---------- Entries provided ----------

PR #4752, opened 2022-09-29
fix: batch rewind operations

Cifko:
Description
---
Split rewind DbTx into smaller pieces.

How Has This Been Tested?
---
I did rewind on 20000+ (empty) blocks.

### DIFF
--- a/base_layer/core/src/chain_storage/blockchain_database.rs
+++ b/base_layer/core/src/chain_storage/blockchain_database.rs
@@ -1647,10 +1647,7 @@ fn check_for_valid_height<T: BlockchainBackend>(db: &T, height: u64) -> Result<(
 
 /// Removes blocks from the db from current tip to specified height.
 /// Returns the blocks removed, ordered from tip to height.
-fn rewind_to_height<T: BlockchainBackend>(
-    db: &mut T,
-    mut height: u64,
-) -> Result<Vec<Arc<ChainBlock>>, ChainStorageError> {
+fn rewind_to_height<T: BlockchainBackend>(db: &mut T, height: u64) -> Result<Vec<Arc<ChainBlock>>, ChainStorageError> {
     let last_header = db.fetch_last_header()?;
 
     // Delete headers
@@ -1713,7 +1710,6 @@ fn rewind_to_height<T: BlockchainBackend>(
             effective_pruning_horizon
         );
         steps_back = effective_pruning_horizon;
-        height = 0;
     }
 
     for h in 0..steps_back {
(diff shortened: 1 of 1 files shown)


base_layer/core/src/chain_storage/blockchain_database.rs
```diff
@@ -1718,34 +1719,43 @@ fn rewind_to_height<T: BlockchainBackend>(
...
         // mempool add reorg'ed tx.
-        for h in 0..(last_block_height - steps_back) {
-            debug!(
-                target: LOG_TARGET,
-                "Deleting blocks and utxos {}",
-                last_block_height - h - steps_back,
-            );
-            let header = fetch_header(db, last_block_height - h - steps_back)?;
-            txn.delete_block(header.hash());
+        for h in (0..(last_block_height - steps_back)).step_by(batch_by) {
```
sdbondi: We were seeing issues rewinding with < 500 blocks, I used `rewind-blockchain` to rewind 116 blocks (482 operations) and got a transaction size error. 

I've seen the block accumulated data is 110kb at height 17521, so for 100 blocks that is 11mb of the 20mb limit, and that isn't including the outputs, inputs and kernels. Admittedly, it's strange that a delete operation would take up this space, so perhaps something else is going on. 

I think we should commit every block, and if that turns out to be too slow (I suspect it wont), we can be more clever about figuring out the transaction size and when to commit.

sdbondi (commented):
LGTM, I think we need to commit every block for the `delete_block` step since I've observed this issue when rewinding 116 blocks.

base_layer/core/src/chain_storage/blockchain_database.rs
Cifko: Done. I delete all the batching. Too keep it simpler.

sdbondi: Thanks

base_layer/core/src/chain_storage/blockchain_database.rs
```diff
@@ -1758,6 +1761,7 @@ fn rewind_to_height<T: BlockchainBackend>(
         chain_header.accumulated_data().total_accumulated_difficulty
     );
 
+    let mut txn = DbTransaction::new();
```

----------

§ **Directions for this task**
Return the lines of the records that include the string "ChainStorageError".

§ **The completed task**
-) -> Result<Vec<Arc<ChainBlock>>, ChainStorageError> {
+fn rewind_to_height<T: BlockchainBackend>(db: &mut T, height: u64) -> Result<Vec<Arc<ChainBlock>>, ChainStorageError> {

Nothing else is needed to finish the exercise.